Your goal:
Working from the top of the records below, reproduce each line exactly, ending once you have written the line containing "Fixes the file".

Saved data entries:
......

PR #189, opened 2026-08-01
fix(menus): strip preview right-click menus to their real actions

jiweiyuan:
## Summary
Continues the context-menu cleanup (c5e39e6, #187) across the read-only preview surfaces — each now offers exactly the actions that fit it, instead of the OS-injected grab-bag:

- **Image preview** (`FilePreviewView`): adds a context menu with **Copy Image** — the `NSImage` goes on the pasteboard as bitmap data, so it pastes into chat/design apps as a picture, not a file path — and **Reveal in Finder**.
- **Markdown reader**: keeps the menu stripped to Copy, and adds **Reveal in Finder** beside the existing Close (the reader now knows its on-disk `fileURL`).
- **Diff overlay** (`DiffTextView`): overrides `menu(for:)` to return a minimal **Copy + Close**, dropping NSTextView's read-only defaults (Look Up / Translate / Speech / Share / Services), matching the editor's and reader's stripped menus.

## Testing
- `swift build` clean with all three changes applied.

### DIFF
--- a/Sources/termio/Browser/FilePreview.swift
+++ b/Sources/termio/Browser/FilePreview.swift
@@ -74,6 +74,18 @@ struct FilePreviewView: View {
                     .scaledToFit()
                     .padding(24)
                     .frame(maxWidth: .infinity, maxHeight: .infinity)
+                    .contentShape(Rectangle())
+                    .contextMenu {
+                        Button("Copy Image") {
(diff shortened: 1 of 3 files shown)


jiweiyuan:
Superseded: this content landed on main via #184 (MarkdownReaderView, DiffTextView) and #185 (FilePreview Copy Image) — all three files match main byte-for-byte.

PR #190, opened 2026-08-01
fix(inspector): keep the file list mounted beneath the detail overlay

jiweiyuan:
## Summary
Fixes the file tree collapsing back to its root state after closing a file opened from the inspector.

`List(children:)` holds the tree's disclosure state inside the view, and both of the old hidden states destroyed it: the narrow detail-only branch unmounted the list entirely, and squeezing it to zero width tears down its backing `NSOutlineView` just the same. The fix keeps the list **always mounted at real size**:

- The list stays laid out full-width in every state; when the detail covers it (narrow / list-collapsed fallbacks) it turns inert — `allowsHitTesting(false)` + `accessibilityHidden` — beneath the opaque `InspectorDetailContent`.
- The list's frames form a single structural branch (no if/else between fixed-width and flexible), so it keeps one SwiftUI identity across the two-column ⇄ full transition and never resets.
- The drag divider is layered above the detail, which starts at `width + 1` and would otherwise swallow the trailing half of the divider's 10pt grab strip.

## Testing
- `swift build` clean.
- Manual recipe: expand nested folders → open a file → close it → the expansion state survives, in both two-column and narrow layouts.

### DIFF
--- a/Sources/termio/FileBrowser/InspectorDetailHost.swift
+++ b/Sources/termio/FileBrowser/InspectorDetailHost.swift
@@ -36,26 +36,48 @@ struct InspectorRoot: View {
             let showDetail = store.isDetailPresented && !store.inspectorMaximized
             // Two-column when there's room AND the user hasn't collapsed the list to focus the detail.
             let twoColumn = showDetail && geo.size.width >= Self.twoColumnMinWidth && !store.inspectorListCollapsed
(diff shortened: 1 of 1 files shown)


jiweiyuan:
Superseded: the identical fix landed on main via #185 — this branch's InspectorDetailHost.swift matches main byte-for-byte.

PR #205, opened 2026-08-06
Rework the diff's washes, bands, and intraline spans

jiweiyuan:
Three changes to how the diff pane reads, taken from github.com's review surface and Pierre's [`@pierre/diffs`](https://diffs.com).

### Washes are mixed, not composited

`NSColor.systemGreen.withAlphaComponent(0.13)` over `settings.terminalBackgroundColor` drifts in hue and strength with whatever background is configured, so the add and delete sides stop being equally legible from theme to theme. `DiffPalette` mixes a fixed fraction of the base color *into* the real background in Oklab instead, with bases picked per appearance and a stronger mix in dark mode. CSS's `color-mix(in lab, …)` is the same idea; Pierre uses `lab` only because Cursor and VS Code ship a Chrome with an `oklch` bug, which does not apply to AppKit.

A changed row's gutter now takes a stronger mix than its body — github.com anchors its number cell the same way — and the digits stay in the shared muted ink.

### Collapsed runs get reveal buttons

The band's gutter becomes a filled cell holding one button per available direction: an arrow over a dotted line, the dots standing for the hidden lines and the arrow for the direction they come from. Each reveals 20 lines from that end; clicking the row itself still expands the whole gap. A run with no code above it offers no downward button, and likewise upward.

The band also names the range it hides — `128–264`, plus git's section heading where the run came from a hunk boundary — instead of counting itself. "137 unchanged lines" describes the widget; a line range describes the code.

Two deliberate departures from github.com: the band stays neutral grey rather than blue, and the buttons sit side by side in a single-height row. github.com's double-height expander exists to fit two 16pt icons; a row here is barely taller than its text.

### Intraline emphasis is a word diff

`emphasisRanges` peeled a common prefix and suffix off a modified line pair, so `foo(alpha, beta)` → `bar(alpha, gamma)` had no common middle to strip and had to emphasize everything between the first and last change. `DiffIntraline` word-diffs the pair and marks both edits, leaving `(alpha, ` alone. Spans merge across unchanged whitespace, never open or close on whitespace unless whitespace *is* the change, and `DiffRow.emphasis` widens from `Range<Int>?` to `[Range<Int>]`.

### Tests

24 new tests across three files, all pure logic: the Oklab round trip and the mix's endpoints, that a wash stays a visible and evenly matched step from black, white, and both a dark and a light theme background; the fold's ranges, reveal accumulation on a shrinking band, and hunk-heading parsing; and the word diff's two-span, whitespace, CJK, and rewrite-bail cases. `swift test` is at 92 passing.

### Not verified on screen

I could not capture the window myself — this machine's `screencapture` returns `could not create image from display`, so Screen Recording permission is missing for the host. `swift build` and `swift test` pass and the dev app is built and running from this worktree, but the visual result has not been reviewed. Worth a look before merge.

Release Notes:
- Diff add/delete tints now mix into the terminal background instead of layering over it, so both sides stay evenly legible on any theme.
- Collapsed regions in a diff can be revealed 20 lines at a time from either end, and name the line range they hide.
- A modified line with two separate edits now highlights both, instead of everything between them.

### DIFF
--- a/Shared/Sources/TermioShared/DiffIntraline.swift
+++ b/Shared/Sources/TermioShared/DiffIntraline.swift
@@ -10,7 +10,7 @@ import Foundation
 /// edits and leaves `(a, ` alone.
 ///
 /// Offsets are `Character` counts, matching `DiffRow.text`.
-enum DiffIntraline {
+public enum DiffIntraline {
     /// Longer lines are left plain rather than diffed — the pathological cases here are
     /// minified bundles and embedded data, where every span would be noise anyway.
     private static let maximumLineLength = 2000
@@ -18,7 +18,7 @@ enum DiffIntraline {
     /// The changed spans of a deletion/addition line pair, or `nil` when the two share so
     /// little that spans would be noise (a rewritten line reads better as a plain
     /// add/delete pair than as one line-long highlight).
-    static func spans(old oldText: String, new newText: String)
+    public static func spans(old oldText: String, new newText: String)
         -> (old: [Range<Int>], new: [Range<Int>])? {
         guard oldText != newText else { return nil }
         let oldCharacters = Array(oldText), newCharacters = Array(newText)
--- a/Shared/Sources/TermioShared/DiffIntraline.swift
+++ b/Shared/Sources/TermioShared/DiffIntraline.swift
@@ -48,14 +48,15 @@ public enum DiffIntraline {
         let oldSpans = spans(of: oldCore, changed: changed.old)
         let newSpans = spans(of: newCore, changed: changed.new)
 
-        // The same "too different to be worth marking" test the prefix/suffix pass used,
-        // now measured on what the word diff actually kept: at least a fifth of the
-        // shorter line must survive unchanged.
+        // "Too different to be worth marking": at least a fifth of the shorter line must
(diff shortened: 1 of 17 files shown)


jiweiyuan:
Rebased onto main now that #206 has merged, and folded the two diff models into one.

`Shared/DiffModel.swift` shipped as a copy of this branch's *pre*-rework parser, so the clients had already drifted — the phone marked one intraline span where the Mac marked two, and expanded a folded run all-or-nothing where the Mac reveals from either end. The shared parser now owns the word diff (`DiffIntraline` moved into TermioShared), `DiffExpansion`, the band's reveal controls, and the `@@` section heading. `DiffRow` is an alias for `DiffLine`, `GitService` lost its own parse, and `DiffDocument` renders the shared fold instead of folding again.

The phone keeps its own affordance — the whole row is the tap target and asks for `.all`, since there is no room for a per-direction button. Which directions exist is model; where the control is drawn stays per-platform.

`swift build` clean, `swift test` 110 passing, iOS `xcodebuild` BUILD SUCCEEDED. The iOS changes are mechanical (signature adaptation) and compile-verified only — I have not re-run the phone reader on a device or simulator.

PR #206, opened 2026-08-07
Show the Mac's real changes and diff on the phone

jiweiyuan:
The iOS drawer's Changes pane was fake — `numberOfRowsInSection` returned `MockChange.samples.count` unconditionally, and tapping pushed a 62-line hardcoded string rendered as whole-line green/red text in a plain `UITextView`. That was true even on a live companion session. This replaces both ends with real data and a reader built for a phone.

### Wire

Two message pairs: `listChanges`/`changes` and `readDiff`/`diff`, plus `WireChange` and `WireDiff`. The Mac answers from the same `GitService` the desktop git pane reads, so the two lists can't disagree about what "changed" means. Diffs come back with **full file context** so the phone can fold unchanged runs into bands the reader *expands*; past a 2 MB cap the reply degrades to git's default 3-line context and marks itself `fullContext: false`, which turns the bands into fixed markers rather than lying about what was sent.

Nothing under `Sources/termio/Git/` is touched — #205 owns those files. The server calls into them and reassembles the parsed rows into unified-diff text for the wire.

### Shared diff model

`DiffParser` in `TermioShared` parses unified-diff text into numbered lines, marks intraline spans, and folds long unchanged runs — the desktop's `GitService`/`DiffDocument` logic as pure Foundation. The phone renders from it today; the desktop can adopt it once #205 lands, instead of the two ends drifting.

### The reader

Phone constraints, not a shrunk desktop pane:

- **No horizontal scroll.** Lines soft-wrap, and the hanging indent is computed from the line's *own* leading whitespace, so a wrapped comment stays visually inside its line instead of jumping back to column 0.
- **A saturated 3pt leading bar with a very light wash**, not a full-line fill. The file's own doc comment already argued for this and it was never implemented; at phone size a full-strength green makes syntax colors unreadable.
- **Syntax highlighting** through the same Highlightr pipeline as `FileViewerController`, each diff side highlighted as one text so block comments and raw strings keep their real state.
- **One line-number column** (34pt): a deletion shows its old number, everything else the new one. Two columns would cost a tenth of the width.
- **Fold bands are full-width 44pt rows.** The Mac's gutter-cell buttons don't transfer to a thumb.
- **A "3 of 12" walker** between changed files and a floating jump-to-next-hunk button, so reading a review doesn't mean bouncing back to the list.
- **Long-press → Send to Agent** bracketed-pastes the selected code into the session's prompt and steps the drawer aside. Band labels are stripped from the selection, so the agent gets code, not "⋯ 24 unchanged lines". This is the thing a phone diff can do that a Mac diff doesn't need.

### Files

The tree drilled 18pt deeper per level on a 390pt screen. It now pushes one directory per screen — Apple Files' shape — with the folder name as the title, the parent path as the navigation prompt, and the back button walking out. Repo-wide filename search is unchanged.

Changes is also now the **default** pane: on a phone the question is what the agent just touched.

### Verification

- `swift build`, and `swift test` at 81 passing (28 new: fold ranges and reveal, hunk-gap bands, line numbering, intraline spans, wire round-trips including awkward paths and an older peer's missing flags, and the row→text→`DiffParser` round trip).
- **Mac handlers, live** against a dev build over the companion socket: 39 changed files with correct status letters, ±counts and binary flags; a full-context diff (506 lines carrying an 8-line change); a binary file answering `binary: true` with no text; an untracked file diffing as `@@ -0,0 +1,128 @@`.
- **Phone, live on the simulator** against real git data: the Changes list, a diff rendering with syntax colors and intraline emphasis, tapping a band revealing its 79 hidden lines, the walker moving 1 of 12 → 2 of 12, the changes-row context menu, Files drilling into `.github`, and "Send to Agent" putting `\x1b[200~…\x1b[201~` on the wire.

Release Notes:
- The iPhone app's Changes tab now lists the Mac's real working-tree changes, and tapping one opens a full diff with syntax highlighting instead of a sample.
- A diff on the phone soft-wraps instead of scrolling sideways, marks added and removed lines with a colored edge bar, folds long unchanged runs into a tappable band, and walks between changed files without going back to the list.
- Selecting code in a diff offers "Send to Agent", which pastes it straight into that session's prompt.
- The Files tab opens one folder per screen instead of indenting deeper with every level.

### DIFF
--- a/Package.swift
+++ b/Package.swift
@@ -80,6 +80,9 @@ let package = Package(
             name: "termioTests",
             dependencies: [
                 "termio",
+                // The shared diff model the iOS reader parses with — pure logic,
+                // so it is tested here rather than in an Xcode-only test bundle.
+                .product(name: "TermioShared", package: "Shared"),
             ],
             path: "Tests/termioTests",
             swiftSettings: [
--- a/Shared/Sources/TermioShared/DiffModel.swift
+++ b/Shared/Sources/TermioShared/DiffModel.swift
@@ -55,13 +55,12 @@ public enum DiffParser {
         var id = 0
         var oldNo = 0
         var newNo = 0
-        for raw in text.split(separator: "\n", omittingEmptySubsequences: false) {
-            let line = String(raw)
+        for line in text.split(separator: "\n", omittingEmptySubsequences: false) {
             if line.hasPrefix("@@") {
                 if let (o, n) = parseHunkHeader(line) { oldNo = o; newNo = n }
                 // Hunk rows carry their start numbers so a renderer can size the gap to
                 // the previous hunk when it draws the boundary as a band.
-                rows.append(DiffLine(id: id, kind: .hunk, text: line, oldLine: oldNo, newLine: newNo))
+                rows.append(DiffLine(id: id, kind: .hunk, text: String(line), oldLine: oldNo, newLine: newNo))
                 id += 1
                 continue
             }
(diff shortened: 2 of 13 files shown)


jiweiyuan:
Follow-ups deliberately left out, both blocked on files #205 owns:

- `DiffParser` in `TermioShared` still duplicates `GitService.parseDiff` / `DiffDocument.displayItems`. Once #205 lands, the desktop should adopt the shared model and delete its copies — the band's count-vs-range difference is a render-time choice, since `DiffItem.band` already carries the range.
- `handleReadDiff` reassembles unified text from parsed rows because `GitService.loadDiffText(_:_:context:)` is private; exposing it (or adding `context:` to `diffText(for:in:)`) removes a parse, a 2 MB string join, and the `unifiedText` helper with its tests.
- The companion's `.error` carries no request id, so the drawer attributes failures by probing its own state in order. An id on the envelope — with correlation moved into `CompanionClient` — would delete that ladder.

......

Exercise result:
PR #189, opened 2026-08-01
fix(menus): strip preview right-click menus to their real actions

jiweiyuan:
## Summary
Continues the context-menu cleanup (c5e39e6, #187) across the read-only preview surfaces — each now offers exactly the actions that fit it, instead of the OS-injected grab-bag:

- **Image preview** (`FilePreviewView`): adds a context menu with **Copy Image** — the `NSImage` goes on the pasteboard as bitmap data, so it pastes into chat/design apps as a picture, not a file path — and **Reveal in Finder**.
- **Markdown reader**: keeps the menu stripped to Copy, and adds **Reveal in Finder** beside the existing Close (the reader now knows its on-disk `fileURL`).
- **Diff overlay** (`DiffTextView`): overrides `menu(for:)` to return a minimal **Copy + Close**, dropping NSTextView's read-only defaults (Look Up / Translate / Speech / Share / Services), matching the editor's and reader's stripped menus.

## Testing
- `swift build` clean with all three changes applied.

### DIFF
--- a/Sources/termio/Browser/FilePreview.swift
+++ b/Sources/termio/Browser/FilePreview.swift
@@ -74,6 +74,18 @@ struct FilePreviewView: View {
                     .scaledToFit()
                     .padding(24)
                     .frame(maxWidth: .infinity, maxHeight: .infinity)
+                    .contentShape(Rectangle())
+                    .contextMenu {
+                        Button("Copy Image") {
(diff shortened: 1 of 3 files shown)


jiweiyuan:
Superseded: this content landed on main via #184 (MarkdownReaderView, DiffTextView) and #185 (FilePreview Copy Image) — all three files match main byte-for-byte.

PR #190, opened 2026-08-01
fix(inspector): keep the file list mounted beneath the detail overlay

jiweiyuan:
## Summary
Fixes the file tree collapsing back to its root state after closing a file opened from the inspector.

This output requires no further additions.